Covid is Not going away anytime soon....it will probably be a health concern for several more years.  Therefore, people need to continue to be cautious, avoid crowds, and get the shots periodically, etc.  If a person doesn't want to get the shots, they should monitor their health closely, and if they feel ill, Do Not mingle with family/friends.  Individual Responsibility will probably be the single most important factor in determining how long we will have to contend with this illness.


----------



## palides2021 (Jul 27, 2022)

OneEyedDiva said:


> I'm so sorry Palides! When was the party? I pray that you will get well soon and not suffer from the long haul symptoms.
> 
> View attachment 231463


Thanks, @OneEyedDiva! That's very kind of you! I am on the road to recovery. My mom got it, too! Last year, when we celebrated her birthday, we all got it and she was hospitalized for ten days, and my brother-in-law was also hospitalized. But everyone made it. Thank God! This year, we got it again (there's something about these birthday parties!), but it seems much lighter. I asked for antibiotics in both cases. My mom got Paxlovid this year. So far, no one has been hospitalized this year. Praying for everyone.


----------



## Remy (Jul 27, 2022)

Wow! I hope everyone will be OK. But yes, I'm not going to cave wearing a mask because no one else is. I don't go to any social events. There are still plenty in my area who wear masks so I don't feel weird about it. All ages also. 

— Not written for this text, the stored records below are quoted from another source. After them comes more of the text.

PR #1155, opened 2023-09-11
asio: fetch archive from github.com

dvrogozh:
Fetching asio's tar.gz archive from github.com instead of sourceforge.net allows to improve 2 aspects:

* Sometimes sourceforge.net is under maintenance and building projects which depend on asio fail. Per my observatons this happenned at least twice over past 2 months. Since many other wrapdb projects already fetch from github, plus asio git home is on github, it's reasonable to switch to minimize fetches from different resources.

* Archive from sourceforge.net is dist tarball which weights more than tagged sources from github (4.3MB vs. 2.8MB). So fetching from github we somewhat optimize both footprint and download time.

CC: @stephanlachnit


subprojects/asio.wrap
```diff
@@ -1,8 +1,8 @@
 [wrap-file]
-directory = asio-1.24.0
-source_url = https://sourceforge.net/projects/asio/files/asio/1.24.0%20%28Stable%29/asio-1.24.0.tar.gz/download
-source_filename = asio-1.24.0.tar.gz
-source_hash = 2f23ef6eada06ecc1472af5df6365ed4f15452ccd07dc0a6851fa20d571dba94 
+directory = asio-asio-1-24-0
+source_url = https://github.com/chriskohlhoff/asio/archive/refs/tags/asio-1-24-0.tar.gz
```
dvrogozh, line 3: @neheb, @eli-schwartz : what would be a recommended solution to handle this wrapdb sanity check error? As you can see asio upstream project uses somewhat specific versioning scheme diverging between tag names (1-24-0) and release versions (1.24.0).
```
AssertionError: False is not true : Version 1.24.0 not found in https://github.com/chriskohlhoff/asio/archive/refs/tags/asio-1-24-0.tar.gz
```

eli-schwartz:
> Sometimes sourceforge.net is under maintenance and building projects which depend on asio fail. Per my observatons this happenned at least twice over past 2 months.

Recent versions of the wrapdb tooling upload a fallback_url copy of the tarball to the wrapdb repository for reliability while still using the canonical upstream tarball for auditability. The original asio submission predates this, but updating the wrap to the latest version would automatically provide this fallback.

> Since many other wrapdb projects already fetch from github, plus asio git home is on github, it's reasonable to switch to minimize fetches from different resources.

Asio's git hosting may be on GitHub, but its official website frontpage says the download location is exclusively sourceforge. The fact that GitHub autogenerates a `git-archive` output whether the project wishes to or not, doesn't mean it has to be used.

It's also got badly formatted git tags :( and the asio sources are in an additional subdirectory of the git repo which is odd.

IMHO it's best to limit fetching to GitHub to cases where GitHub is the canonical location. Of course, many projects don't upload their own release assets and rely on GitHub autogenerated tarballs for that.

subprojects/asio.wrap
dvrogozh: Answering for myself.... There are seems to be couple other projects with similar problem, so, that's handled as exception right in the sanity check script:
https://github.com/mesonbuild/wrapdb/blob/b160efaee3d15614ab3cb0ff26086e14f62c1c5c/tools/sanity_checks.py#L305-L309

I'll add similar exception for asio.

dvrogozh:
> IMHO it's best to limit fetching from GitHub to cases where GitHub is the canonical location.

Ok, noted.

> Recent versions of the wrapdb tooling upload a fallback_url copy of the tarball to the wrapdb repository<...>
> The original asio submission predates this, but updating the wrap to the latest version would automatically provide this fallback.

@eli-schwartz : This sounds like a very good improvement which should address the issue I noticed and tried to address with this PR... Can you explain more what should be done? You mean I need update meson to the latest version? or something needs to be added to the asio.wrap file? Sorry, I did not quite follow...

> It's also got badly formatted git tags :(

That's due to how asio maintainers name tags - they use `asio-1-24-0` and github adds `asio` prefix resulting in the noted archive name.

> and the asio sources are in an additional subdirectory of the git repo which is odd.

That's how asio project is structured. See https://github.com/chriskohlhoff/asio - they have `asio` folder on the top level. Github just honestly created archive with sources available in the repo.

eli-schwartz:
Right, what I'm saying is it feels a bit like the github repo is an inferior source altogether. :)

eli-schwartz:
> This sounds like a very good improvement which should address the issue I noticed and tried to address with this PR... Can you explain more what should be done? You mean I need update meson to the latest version? or something needs to be added to the asio.wrap file? Sorry, I did not quite follow...

The current wrapdb version of asio is asio 1.24.0, but upstream has released asio 1.28.0 and if you contribute an updated asio 1.28.0 to the wrapdb, it will automatically take advantage of the new tooling.

It may be as trivial as `sed 's/4/8/g'` on the wrap file and meson.build file, but I haven't checked.

dvrogozh:
> if you contribute an updated asio 1.28.0 to the wrapdb, it will automatically take advantage of the new tooling.

I see. So, that's internal improvement on wrapdb side. I will need to check whether I can switch to asio 1.28.0 on my side right away. Hopefully yes. I will try it out and post an update.

xclaesse:
Note that simply adding `1.24.0-2` in releases.json is enough to generate a new identical release which will have the fallback URL.

eli-schwartz:
I'd much rather avoid micro optimization churn for outdated releases though.

dvrogozh:
> Note that simply adding 1.24.0-2 in releases.json is enough

That's still good to know since other components might not have new release we can switch to...

dvrogozh:
I have submitted PR #1162 to update asio to latest 1.28.1. It works on my side. I am closing current PR,

eli-schwartz:
Thanks for the version update. :)

On the topic of generating identical releases, I *think* it should be sufficient for a wrapdb maintainer to manually upload an additional release asset for the fallback tarball, and replace the .wrap file with one that has the additional fallback entry. People newly installing the wrap file would see the change, but you would not get updated by meson wrap update. This is probably okay since it's very easy to manually update if you are affected by sourceforge flakiness.

dvrogozh:
@eli-schwartz : I have a question. I updated asio.wrap on my side and I indeed see what you were talking about - now there is source_falback_url pointing to wrapdb re-hosted tarball. Questions:

1. In which order urls will be tried? I assume first will be `source_url` (sourceforge.net), then `source_fallback_url` (wrapdb). Right?
2. On which errors on fetching `source_url` meson will attempt `source_fallback_url`?

I am asking above because actual issue I saw was sha256 checksum mismatch. Thus, if `source_url` will be attempted first, will checksum mismatch be qualified to try `source_fallback_url` or that will be considered fatal error?

```
[wrap-file]
directory = asio-1.28.1
source_url = https://sourceforge.net/projects/asio/files/asio/1.28.1%20%28Stable%29/asio-1.28.1.tar.gz/download
source_filename = asio-1.28.1.tar.gz
source_hash = eef0eddce419827876f4929c6d7523e010528031e5289ec57914e89fb9ab9d8d
patch_filename = asio_1.28.1-1_patch.zip
patch_url = https://wrapdb.mesonbuild.com/v2/asio_1.28.1-1/get_patch
patch_hash = 9a8f47f1e9e60c4250142b7fe5b1ada3a2e3c73dd057d4c6d4198147fc5d25a9
source_fallback_url = https://github.com/mesonbuild/wrapdb/releases/download/asio_1.28.1-1/asio-1.28.1.tar.gz
wrapdb_version = 1.28.1-1

[provide]
asio = asio_dep
```

eli-schwartz:
That should gracefully handle fallback, yes. We catch all wrap-specific exception types (including "checksum mismatch") and retry the entire download stage with the fallback url.

PR #1156, opened 2023-09-11
gdk-pixbuf: Add version 2.42.9

hrxi:


benoit-pierre:
Use `"fatal_warnings": false`.

neheb:
```
WARNING: Gettext not found, all translation (po) targets will be ignored.
```

sounds like an upstream bug.

neheb:
https://gitlab.gnome.org/GNOME/gdk-pixbuf/-/merge_requests/156

subprojects/packagefiles/gdk-pixbuf/disable-jpeg-test-205.patch
```diff
@@ -0,0 +1,13 @@
+diff --git a/tests/pixbuf-jpeg.c b/tests/pixbuf-jpeg.c
+index be2c6b4fe..5a21668a1 100644
+--- a/tests/pixbuf-jpeg.c
++++ b/tests/pixbuf-jpeg.c
+@@ -216,7 +216,7 @@ main (int argc, char **argv)
+   g_test_add_func ("/pixbuf/jpeg/comment", test_comment);
+   g_test_add_func ("/pixbuf/jpeg/at_size", test_at_size);
+   g_test_add_func ("/pixbuf/jpeg/issue70", test_jpeg_markers);
+-  g_test_add_func ("/pixbuf/jpeg/issue205", test_jpeg_fbfbfbfb);
++  //g_test_add_func ("/pixbuf/jpeg/issue205", test_jpeg_fbfbfbfb);
```
xclaesse, line 10: This is patching source code in WrapDB, that's against our policy. I also don't think .patch files are going to be included into wrapdb releases, so that won't work.

IMHO you could just skip tests. When the Meson port is upstream, we don't need to be their CI.

hrxi: It sounds like the policy is suboptimal in this case, where it leads to not running the tests at all vs simply excluding one known-to-be-bad test.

I do believe it will never go away.


----------



## OneEyedDiva (Jul 27, 2022)

palides2021 said:


> Thanks, @OneEyedDiva! That's very kind of you! I am on the road to recovery. My mom got it, too! Last year, when we celebrated her birthday, we all got it and she was hospitalized for ten days, and my brother-in-law was also hospitalized. But everyone made it. Thank God! This year, we got it again (there's something about these birthday parties!), but it seems much lighter. I asked for antibiotics in both cases. My mom got Paxlovid this year. So far, no one has been hospitalized this year. Praying for everyone.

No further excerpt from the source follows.